ASFA Leadership to Undergo Mandatory Sensitivity Training, Elections Fail to Meet Quorum
Student Politicians Involved in Racist and Sexist Messages No Longer Part of ASFA
The Arts and Science Federation Association (ASFA) passed motions to implement mandatory “sensitivity training” for all leadership positions and to dismiss the association’s “consultant” at a council meeting Thursday night.
Council voted to dismiss Paul Jerajian based on reports of sexually explicit conversations with ASFA’s VP Social dating back to 2013 about a former female executive.
Jerajian, who is no longer a student, has acted as a “consultant” since his resignation from presidency in February.
ASFA’s VP Social, who was also implicated in the harassment, resigned on April 8 for “personal health reasons.” Council did not pass any motions against him. Many called the resignation “convenient.”
Mandatory sensitivity training on “race, gender and other rights issues” will be given to ASFA leaders at the beginning of a student’s mandate or service. This includes council, all member association executives, Frosh leaders and any other students who have positions of leadership.
In the motion to dismiss Jerajian, it also states that the ASFA judicial committee examine his mandate as president to send advice to council on whether to award honoraria and bonuses. The committee is unknown to council to maintain impartiality.

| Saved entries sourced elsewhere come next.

PR #1053, opened 2026-02-11
Nanobind ZST opaque templating

### LINKED ISSUE #1050: Nanobind crashes on calling Opaque ZST constructor twice

tyler-zeromatter:
Closes #1050. 

Took a while to find a solution that seemingly works correctly, but I feel confident about this approach. A lot of TODOs with this one:

- [x] Document/explain choices
- [X] ~~optional support~~ (Optional pointers are still pointers on the HIR side)
- [x] Lambda support
- [x] ~~Fix stringifier bug~~ (#1054)
- [x] Add askama generation for:
  - [x] Add
  - [X] ~~Add assign~~ (cannot return a value)
  - [x] Sub
  - [X] ~~Sub assign~~
  - [x] Mul
  - [X] ~~Mul assign~~
  - [x] Div
  - [X] ~~Div assign~~
  - [x] Static Getter
  - [x] Getter
  - [x] Getter + setter
  - [x] Iterator
  - [x] Iterable
  - [x] Indexer
  - [x] Fallible indexer
  - [x] Unsupported special methods
  - [x] Stringifier (as error result)
  - [X] ~~Comparison~~
- [x] Add tests (call the method twice) for:
  - [x] `result<T, E>`
    - [x] Where T is an opaque ZST
    - [x] Where E is an opaque ZST
    - [x] Where both T and E are opaque ZSTs  
  - [x] `optional<T>` 
  - [x] Constructor
  - [x] Static methods
  - [x] Mutable member methods
  - [x] Const member methods
  - [x] Add
  - [X] ~~Add assign~~
  - [x] Sub
  - [X] ~~Sub assign~~
  - [x] Mul
  - [X] ~~Mul assign~~
  - [x] Div
  - [X] ~~Div assign~~
  - [x] Getter
  - [x] Static getter
  - [x] Getter + Setter together
  - [x] Iterator
  - [x] Iterable
  - [x] Indexer
  - [x] Fallible indexer
  - [x] Stringifier
- [x] Simplify templating (not blocking)
  - [x] Give the template functions better names
- [x] Check for memory leaks
- [x] Rebase and clean-up PR

### DIFF
--- a/feature_tests/nanobind/src/include/diplomat_nanobind_common.hpp
+++ b/feature_tests/nanobind/src/include/diplomat_nanobind_common.hpp
@@ -329,16 +329,19 @@ inline std::unique_ptr<Return> maybe_alloc_zst(std::unique_ptr<Return> pointer) 
     }
 }
 
+
+// Helper for determining if we have a unique_ptr type.
 template <class T>
 struct get_unique_ptr : std::false_type {};
 
 template <class T>
 struct get_unique_ptr<std::unique_ptr<T>> : std::true_type{};
 
+// Given a Return type, map that inner type with maybe_alloc_zst (by unwrapping and re-wrapping the Return type).
 // Default implementation for plain unique_ptr types.
 template<typename Return>
 inline typename std::enable_if_t<get_unique_ptr<Return>::value, Return>
-wrap_func(Return to_wrap) {
+map_inner(Return to_wrap) {
     return maybe_alloc_zst(std::move(to_wrap));
 }
 
@@ -356,7 +359,7 @@ struct get_diplomat_result<somelib::diplomat::result<T, E>> : std::true_type {
 
 template<typename Return, typename... Args>
 inline typename std::enable_if_t<get_diplomat_result<Return>::value, Return>
-wrap_func(Return to_wrap) {
+map_inner(Return to_wrap) {
     using Result = get_diplomat_result<Return>;
     // Either the success type, the error type, or both are unique_ptrs.
     if (to_wrap.is_ok()) {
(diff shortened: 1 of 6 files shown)


tyler-zeromatter:
Thankfully, this solution compiles on the Linux CI runner, and it looks like we have failing tests already.

tyler-zeromatter:
@Manishearth mostly looking for your approval on [`maybe_alloc_zst`](https://github.com/rust-diplomat/diplomat/pull/1053/changes#diff-7a98aefab82eb1f225c3e5ceb86648a56667b3cfcb2af0dbf715db1340edc4abR319) to see if there are any potential issues there you can think of.

tool/templates/nanobind/function_base.cpp.jinja
```diff
@@ -1,22 +1,60 @@
...
+    {%- let success_is_owned_op = op.is_owned() -%}
+    {%- else -%}
+    {%- let success_is_owned_op = false -%}
+    {%- endif -%}
+    {%- if success_is_owned_op -%}
+    {{-pre_call-}}{{- caller() -}}{{- post_call -}}
+    {%- else -%}
+    {%- decl failure_is_owned_op -%}
+    {%- if let hir::ReturnType::Fallible(_s, Some(hir::Type::Opaque(op))) = m.method.output -%}
+    {%- let failure_is_owned_op = true -%}
```
walter-zeromatter: This should be able to be simplified to just be `let failure_is_owned_op = <if condition>`

tool/templates/nanobind/function_base.cpp.jinja
```diff
@@ -1,22 +1,60 @@
...
+{%- if overload_params.len() > 0 -%}
+nb::overload_cast<{% for p in overload_params -%} {{- p.type_name -}} {%- if !loop.last -%}, {% endif %} {%- endfor
+    -%}>(
+{%- endif -%}
+&{{- method_name_cpp_inner() -}}
+{%- if m.overloads.len() > 0 -%} ) {%- endif -%}
+{%- endmacro -%}
+{%- macro method_name_cpp(pre_call="std::move(maybe_op_unwrap(", post_call="))") -%}
+    {%- decl success_is_owned_op -%}
+    {%- if let hir::SuccessType::OutType(hir::Type::Opaque(op)) = m.method.output.success_type() -%}
```
walter-zeromatter, line 12: This kind of branch statement looks a little code-smelly to me, much like the one below, but given the complexity of the match statement that'd be required I'm not 100% sure how to simplify it off the top of my head

feature_tests/src/attrs.rs
```diff
@@ -505,4 +497,136 @@ pub mod ffi {
     // C++ will not generate this, since it has all features disabled by default (see lib.rs)
     #[diplomat::attr(not(feature=some_feature), disable)]
     pub struct FeatureTest();
+
+    #[diplomat::attr(not(nanobind), disable)]
+    #[diplomat::opaque]
+    pub struct OpaqueZST;
```
Manishearth, line 507: nit: document this with a link to the issue so it's clear why we have this

Manishearth (approved):
Not looking too closely at the nanobind code, seems fine.

Walter-Reactor (commented):
My only complaint would be that the structuring of the adjacent if-else blocks in the askama templates is a little hard to parse, but that really is just a nit. You really should try and address your cleanup todo note before this actually merges though

tool/templates/nanobind/function_base.cpp.jinja
tyler-zeromatter: Askama is *pretty* good at being able to evaluate rust in the template syntax, but not amazing. There might be some tricks to reduce footprint here, I'll see what I can do.

tool/templates/nanobind/function_base.cpp.jinja
tyler-zeromatter: Ah, we can't, I forgot to add a check for `failure_is_owned_op = op.is_owned()`, so this might have to stay as is. Will try to simplify

tool/templates/nanobind/function_base.cpp.jinja
tyler-zeromatter: I was able to simplify the later if statements, but not the if-else chains here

An original dismissal motion called for an investigation of the sexual harassment allegations and a verdict on awarding honoraria and bonuses.
Debate took place on whether Jerajian’s mandate or the offences should be examined. James Tyler Vaccaro, an independent councillor, told council that the judicial committee could not decide a verdict for sexual harassment allegations.
In Annex E of ASFA’s bylaws, section six states that the committee is deemed “juristically incompetent” to rule on a matter of a serious violation of the Canadian or Quebec Charter.
Last semester, ASFA failed to organize consent workshops with the Centre for Gender Advocacy for Frosh orientation. That is reason enough to dismiss and not remunerate Jerajian, according to Urban Planning Association councillor Mariah Gillis.
“A year and a half is not a reasonable amount of time to plan a workshop,” she said. “It’s the most obvious problem that you really can’t argue with. It’s a shame that we did get caught up in semantics.”
“A year and a half is not a reasonable amount of time to plan a workshop,” — Mariah Gillis, Urban Planning Association councillor
Failed Quorum for General Elections
Approximately 300 members of the 16,000 arts and sciences student population voted this week at ASFA elections. According to Chief Electoral Officer Andréa V. Fernandes the elections failed to meet the minimum required, which is 427 voters.
She said late planning, the reports from last week and spoiled ballots didn’t help the cause. She recommended to council that they appoint the winners based on an interim basis until the Fall’s by-election. No decision was made last night.
Based on the votes cast, the referendum question asking for a $0.38 fee levy increase would not have passed, with 139 votes against and 109 in favour.